In this period of health crisis, the needs in financing of cash flow or growth are sometimes more complex to find, here, some alternative sources of financing that we will develop in future publications:
- Trade for share
- Impact investing
- Local currencies
- Investment in private companies
- Pure participatory financing
- Debt financing
- Conversion of receivables or debt
All these sources of financing have the advantage of allowing to get out of the classical circuit, and even, sometimes, to pay back by generating an additional turnover, for example: The trade for share allows to transform capital into work, for the companies which are owners of an asset which they need (logistics, stores, materials) or improve the purchasing power for those who wish to acquire their own company.
And in the field of small businesses, all these sources of financing, including Crowdfunding, allow to avoid alternative financing, however less advantageous longer term than the bank loan.
Explaining the advantages and disadvantages of most alternative financing sources is very difficult in a simple article, we will quickly detail them, following the nagging points:
- Crowdfunding is an alternative to traditional financing, but where the capital may disappear overnight in case of speculative situations.
- Factoring, a tool for reducing invoices, for example in case of payment difficulties.
- Investment impact, a tool to increase partner loyalty with specific pathways and certain stated deadlines.
- Local currencies, private money like the PLEUR in France, or public money like the Mols or BEuros.

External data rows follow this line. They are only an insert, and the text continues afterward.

Issue #573, opened 2026-05-17
Recover hostname attribution from TLS SNI when DNS isn't available


sameerparekh:
## Problem

Several real-world flow patterns leave the agent without a hostname for an otherwise legitimate connection:

- Long-lived sockets that predate the agent — DNS happened on a previous network or before the agent started.
- HTTP/3 / QUIC connection reuse — one DNS lookup spawns many host requests.
- Encrypted DNS (covered separately by the DoH-blocking issue).
- Apple APNs and other hardcoded-IP services (unrecoverable here, separate problem).

See [docs/ops/hostname-attribution.md](docs/ops/hostname-attribution.md) §2 and §4.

- the partnership investment certificate: to sell to other investors and not to the companies themselves.
- Bartering, another alternative for very small quantities of goods or services.
- Factoring, another tool for SMEs to save on invoices.
- The investment impact, allowing to increase the loyalty between partners while freeing themselves from bad creditors.
- Participatory financing, a means of financing projects offering project holders direct access to the resources financed and therefore a faster access to professional life.
- The backlease, allowing greater economic and financial independence.